» The problem
Nothing but the lines below between the line holding "of login state." and the line holding "JS assignment, not", inclusive, should appear in the answer, each set down exactly.

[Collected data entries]
# # # # #

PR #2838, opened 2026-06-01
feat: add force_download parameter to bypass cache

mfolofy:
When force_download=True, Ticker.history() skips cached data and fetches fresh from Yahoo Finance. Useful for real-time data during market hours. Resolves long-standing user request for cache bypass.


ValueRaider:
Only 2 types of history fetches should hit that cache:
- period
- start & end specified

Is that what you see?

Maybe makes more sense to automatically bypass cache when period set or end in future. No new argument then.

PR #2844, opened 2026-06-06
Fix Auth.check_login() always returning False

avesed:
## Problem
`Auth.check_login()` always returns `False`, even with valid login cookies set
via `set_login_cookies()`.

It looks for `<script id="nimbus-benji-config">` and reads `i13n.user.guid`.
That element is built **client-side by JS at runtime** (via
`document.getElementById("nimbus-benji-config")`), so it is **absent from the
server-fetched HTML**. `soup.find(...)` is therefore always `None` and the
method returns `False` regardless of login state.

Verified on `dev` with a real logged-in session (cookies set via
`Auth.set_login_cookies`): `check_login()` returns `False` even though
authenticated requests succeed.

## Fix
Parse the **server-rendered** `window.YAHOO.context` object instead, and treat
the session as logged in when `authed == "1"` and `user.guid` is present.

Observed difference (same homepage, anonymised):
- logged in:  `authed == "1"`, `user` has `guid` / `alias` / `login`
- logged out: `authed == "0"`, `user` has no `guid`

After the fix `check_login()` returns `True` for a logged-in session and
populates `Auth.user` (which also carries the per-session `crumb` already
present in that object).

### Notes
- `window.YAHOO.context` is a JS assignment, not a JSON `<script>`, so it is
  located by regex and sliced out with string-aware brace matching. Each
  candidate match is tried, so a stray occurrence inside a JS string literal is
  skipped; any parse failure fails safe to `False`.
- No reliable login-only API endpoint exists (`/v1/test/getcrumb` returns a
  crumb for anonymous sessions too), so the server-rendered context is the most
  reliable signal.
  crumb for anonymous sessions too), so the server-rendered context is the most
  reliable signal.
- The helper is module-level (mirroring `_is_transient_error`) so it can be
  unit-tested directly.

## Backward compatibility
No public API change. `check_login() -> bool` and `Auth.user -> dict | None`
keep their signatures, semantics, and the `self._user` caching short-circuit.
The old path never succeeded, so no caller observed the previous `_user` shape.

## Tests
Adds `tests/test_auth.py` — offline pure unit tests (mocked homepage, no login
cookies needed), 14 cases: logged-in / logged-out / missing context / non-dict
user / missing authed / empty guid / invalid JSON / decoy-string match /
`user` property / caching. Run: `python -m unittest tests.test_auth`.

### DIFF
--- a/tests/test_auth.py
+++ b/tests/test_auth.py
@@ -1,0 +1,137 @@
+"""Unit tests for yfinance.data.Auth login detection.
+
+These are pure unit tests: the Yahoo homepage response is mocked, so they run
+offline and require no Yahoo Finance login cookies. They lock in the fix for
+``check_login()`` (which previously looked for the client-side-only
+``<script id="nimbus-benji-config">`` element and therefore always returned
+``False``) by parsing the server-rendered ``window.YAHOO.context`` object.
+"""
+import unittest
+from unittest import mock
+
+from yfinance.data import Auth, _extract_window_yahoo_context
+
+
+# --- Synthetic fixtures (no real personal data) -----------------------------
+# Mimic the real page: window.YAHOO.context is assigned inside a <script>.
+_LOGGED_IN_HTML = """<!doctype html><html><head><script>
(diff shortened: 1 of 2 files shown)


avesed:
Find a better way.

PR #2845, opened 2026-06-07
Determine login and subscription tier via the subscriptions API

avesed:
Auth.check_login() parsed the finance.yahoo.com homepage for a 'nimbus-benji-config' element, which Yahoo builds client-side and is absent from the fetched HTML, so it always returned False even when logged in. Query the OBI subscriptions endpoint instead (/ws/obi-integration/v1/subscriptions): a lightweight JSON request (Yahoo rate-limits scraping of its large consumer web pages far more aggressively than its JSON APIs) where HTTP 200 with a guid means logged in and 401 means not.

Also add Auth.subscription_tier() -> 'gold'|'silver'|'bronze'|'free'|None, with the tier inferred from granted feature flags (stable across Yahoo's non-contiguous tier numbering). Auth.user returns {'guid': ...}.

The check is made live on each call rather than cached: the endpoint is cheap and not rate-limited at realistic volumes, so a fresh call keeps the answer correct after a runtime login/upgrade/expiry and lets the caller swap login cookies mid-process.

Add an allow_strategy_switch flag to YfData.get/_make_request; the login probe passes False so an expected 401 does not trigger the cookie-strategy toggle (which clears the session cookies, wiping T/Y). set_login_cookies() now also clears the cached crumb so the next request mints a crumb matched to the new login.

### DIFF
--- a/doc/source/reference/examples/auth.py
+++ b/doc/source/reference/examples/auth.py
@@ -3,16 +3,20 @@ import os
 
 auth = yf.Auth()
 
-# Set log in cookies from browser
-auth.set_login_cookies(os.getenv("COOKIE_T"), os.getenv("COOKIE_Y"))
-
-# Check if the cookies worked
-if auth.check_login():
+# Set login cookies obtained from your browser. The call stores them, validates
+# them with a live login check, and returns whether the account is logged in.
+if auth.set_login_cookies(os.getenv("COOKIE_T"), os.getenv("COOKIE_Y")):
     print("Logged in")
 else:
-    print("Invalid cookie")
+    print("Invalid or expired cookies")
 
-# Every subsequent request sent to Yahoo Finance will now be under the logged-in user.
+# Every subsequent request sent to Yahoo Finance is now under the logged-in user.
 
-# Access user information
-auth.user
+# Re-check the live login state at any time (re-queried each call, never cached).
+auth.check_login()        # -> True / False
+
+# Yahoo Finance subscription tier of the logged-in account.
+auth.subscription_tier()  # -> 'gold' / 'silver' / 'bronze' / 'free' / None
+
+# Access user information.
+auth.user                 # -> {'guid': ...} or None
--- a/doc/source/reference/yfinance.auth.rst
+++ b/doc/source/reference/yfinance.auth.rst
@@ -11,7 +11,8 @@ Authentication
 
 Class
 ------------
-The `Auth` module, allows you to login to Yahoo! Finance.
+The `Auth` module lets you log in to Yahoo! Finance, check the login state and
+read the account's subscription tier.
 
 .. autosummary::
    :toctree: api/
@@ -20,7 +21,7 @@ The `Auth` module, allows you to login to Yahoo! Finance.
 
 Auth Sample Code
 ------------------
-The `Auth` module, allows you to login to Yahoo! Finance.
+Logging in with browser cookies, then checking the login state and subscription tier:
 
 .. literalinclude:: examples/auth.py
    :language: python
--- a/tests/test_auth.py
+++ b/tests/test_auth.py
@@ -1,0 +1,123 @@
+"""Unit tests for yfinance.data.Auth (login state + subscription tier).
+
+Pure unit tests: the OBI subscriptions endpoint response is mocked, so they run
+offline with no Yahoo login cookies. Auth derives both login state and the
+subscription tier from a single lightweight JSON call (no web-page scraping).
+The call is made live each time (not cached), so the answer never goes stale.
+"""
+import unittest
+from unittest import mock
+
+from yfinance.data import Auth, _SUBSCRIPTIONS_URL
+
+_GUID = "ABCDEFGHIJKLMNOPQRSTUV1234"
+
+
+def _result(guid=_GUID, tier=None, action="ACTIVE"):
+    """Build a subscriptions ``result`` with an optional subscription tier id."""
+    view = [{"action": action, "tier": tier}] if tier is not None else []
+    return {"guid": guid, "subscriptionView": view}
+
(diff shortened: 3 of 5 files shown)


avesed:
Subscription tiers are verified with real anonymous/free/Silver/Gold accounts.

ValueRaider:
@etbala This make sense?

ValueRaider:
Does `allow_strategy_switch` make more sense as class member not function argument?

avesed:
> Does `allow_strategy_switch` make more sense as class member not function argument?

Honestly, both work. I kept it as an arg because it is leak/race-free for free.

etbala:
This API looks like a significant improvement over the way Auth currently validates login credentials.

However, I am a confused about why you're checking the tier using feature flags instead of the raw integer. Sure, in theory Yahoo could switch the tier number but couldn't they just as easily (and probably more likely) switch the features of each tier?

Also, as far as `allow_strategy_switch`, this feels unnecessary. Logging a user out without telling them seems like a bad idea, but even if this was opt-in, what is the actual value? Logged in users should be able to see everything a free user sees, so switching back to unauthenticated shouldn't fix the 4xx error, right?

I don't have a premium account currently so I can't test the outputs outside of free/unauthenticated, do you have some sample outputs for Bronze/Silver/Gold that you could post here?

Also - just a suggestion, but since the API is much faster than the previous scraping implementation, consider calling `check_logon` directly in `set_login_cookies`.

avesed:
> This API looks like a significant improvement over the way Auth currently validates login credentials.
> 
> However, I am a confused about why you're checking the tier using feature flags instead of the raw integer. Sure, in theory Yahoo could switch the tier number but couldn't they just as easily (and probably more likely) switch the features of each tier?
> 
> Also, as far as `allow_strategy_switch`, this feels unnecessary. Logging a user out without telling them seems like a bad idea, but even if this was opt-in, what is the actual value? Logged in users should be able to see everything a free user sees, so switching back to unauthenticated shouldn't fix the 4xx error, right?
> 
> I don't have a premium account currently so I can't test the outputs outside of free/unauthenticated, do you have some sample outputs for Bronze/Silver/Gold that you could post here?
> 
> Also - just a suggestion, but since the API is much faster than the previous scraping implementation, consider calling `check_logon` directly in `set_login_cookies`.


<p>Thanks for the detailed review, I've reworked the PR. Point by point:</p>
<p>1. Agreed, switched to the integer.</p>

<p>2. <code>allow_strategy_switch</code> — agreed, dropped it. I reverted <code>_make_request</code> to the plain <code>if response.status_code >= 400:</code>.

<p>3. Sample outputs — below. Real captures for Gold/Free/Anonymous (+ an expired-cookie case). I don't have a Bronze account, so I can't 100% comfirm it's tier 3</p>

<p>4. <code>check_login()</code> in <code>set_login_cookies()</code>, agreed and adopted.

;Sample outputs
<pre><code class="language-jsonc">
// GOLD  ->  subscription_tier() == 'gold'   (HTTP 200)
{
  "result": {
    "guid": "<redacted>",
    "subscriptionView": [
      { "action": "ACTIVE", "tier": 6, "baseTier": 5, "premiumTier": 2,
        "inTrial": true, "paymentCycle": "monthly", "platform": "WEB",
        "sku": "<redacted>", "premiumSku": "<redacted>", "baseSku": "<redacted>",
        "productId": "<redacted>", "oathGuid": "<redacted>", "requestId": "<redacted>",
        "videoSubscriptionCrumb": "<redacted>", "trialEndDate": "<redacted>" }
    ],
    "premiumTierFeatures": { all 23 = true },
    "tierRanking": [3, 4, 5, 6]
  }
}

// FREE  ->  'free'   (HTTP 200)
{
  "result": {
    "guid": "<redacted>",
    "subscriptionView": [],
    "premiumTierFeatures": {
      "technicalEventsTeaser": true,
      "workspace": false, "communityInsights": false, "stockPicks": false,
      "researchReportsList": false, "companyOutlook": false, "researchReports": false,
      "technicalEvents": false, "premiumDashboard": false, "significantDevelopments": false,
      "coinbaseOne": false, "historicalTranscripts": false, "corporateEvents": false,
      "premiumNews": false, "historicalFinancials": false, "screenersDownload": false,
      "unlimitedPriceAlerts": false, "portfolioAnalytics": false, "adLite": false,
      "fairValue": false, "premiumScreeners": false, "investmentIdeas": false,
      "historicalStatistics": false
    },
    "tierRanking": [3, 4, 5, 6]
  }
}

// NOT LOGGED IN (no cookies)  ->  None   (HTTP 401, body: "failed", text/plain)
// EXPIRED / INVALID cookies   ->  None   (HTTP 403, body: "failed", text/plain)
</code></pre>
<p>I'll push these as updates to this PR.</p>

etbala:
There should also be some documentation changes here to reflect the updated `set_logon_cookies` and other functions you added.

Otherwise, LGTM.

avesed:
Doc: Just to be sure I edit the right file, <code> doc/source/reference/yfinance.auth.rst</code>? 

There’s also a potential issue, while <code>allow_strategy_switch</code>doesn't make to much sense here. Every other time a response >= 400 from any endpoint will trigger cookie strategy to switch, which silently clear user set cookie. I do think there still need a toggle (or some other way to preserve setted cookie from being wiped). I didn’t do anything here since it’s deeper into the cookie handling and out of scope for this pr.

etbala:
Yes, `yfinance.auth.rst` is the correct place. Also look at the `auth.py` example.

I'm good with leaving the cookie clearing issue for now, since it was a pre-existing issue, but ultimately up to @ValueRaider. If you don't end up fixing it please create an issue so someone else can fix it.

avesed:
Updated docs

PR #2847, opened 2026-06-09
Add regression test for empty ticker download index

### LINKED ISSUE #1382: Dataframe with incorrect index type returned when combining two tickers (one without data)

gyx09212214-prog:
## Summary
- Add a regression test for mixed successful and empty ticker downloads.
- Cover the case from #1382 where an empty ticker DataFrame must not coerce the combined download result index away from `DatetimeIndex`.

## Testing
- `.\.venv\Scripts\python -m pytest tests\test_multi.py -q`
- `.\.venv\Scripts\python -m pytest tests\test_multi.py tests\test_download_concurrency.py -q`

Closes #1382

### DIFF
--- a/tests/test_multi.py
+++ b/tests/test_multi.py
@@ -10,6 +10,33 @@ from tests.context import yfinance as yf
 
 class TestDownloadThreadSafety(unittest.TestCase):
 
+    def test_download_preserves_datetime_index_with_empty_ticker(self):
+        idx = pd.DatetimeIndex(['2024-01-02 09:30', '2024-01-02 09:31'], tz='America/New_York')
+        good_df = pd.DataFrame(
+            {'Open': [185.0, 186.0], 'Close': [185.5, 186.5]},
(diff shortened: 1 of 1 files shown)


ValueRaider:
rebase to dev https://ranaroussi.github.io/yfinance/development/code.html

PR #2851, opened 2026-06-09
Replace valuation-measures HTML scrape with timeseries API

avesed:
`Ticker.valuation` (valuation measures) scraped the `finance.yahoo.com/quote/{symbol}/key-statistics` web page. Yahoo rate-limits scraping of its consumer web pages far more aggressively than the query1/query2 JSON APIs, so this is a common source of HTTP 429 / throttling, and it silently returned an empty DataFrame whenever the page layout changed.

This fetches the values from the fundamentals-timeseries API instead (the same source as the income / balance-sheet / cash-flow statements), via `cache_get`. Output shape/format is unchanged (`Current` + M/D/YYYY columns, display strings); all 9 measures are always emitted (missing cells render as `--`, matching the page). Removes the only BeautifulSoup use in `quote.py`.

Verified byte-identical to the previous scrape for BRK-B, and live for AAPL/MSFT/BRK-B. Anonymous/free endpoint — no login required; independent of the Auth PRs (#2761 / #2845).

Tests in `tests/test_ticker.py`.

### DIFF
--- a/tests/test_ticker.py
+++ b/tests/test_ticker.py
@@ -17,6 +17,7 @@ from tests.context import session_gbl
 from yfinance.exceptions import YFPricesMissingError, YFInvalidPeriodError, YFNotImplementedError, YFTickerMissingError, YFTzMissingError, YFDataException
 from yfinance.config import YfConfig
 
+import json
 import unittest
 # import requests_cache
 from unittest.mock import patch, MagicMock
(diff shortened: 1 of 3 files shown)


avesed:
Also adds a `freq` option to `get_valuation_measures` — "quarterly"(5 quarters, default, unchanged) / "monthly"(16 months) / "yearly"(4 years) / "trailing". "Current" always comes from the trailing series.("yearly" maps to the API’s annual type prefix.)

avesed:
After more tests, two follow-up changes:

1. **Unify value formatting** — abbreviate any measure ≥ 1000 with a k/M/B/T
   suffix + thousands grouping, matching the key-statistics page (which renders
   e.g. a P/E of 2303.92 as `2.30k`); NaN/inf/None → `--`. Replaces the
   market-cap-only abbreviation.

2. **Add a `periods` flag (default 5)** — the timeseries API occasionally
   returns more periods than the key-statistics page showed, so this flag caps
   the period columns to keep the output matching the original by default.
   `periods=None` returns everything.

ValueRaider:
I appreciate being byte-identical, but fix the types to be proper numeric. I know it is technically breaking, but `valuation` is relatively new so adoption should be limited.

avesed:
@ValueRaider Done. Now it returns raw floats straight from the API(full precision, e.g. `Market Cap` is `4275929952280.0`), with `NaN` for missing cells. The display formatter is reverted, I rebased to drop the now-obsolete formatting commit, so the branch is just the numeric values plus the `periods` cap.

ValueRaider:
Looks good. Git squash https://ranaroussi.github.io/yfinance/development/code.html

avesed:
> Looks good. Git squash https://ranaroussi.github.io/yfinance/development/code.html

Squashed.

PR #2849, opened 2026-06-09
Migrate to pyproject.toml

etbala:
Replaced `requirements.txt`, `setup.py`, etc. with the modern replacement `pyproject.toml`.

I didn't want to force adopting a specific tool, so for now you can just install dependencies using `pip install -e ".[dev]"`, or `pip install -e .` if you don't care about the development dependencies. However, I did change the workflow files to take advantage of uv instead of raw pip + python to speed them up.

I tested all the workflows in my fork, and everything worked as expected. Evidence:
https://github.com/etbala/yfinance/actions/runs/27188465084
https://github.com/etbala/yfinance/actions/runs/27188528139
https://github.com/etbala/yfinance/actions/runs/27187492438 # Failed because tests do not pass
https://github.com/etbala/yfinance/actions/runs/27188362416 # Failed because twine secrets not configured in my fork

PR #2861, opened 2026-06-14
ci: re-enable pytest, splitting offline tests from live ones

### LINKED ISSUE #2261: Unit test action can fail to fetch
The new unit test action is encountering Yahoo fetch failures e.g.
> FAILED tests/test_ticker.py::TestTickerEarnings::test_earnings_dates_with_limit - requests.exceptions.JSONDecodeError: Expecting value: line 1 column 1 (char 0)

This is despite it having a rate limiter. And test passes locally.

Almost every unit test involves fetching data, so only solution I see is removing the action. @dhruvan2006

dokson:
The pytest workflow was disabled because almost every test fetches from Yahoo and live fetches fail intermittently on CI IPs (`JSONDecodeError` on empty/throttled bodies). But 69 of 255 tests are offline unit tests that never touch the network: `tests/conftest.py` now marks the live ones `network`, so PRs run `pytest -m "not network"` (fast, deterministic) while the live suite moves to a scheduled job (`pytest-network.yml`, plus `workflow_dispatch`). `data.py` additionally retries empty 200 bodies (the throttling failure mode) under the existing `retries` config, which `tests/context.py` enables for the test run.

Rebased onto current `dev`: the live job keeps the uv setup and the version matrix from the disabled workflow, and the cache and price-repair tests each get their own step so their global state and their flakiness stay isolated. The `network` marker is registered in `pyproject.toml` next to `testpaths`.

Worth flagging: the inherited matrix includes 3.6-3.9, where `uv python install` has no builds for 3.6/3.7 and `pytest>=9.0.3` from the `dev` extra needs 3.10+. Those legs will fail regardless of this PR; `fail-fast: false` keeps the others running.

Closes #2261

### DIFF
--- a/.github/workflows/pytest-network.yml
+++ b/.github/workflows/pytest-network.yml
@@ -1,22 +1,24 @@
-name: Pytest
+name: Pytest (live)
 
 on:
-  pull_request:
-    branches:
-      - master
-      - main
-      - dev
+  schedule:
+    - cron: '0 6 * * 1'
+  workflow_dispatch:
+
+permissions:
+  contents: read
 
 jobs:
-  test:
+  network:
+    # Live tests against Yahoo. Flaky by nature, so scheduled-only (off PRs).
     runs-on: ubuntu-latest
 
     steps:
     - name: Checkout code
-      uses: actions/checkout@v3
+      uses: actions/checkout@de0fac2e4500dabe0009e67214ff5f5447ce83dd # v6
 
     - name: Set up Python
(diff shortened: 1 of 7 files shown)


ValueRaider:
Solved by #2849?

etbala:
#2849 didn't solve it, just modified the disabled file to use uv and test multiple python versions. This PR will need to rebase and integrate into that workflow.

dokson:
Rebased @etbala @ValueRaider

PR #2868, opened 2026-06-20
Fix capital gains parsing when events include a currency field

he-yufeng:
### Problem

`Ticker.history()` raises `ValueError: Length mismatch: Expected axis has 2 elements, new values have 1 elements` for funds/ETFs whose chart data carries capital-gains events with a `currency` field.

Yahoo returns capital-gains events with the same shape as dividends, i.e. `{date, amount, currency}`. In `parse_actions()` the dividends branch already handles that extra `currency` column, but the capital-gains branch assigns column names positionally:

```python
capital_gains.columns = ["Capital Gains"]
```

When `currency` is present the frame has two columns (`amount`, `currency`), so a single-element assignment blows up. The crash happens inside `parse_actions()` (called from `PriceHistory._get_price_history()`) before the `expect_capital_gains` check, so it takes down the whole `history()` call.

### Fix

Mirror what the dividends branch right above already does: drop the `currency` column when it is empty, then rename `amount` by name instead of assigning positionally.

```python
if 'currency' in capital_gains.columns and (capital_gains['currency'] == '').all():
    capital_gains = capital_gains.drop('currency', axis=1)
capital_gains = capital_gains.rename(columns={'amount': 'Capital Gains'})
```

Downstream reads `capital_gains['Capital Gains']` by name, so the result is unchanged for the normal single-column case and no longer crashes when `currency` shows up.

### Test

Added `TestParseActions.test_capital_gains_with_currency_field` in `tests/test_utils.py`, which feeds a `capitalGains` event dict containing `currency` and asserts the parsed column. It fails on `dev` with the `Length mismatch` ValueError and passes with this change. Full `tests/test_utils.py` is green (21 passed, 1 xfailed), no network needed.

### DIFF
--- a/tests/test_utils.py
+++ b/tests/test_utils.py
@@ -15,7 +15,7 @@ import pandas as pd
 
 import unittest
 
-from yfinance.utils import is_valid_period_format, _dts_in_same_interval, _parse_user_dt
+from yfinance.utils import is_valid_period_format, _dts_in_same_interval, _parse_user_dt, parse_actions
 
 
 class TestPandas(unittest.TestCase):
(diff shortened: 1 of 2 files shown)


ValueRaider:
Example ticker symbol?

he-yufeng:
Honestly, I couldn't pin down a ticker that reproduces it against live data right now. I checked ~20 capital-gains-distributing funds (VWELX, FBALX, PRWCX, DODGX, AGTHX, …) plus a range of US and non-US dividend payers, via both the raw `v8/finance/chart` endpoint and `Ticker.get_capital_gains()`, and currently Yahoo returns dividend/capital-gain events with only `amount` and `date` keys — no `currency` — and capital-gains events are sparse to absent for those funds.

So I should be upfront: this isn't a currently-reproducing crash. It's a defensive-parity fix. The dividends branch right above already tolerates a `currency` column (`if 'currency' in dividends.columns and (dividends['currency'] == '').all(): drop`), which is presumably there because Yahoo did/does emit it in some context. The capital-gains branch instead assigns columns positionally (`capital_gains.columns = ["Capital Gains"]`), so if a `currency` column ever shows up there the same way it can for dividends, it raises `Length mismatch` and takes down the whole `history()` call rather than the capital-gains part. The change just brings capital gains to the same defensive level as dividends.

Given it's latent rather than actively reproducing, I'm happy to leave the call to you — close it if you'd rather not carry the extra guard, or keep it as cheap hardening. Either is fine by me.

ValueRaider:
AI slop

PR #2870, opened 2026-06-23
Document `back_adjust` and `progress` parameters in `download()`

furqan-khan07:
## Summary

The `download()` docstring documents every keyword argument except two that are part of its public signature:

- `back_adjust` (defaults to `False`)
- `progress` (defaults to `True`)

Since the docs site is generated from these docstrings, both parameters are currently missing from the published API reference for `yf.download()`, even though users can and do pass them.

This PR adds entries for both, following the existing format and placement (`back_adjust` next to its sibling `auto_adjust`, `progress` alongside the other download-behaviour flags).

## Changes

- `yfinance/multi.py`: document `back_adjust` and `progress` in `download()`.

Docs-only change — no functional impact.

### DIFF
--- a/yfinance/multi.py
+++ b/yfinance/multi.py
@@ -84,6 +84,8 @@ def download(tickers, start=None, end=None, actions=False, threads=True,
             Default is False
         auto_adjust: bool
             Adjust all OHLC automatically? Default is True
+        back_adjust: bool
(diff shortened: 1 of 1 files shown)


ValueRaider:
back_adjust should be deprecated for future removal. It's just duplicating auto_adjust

# # # # #

» Task solution
method returns `False` regardless of login state.

Verified on `dev` with a real logged-in session (cookies set via
`Auth.set_login_cookies`): `check_login()` returns `False` even though
authenticated requests succeed.

## Fix
Parse the **server-rendered** `window.YAHOO.context` object instead, and treat
the session as logged in when `authed == "1"` and `user.guid` is present.

Observed difference (same homepage, anonymised):
- logged in:  `authed == "1"`, `user` has `guid` / `alias` / `login`
- logged out: `authed == "0"`, `user` has no `guid`

After the fix `check_login()` returns `True` for a logged-in session and
populates `Auth.user` (which also carries the per-session `crumb` already
present in that object).

### Notes
- `window.YAHOO.context` is a JS assignment, not a JSON `<script>`, so it is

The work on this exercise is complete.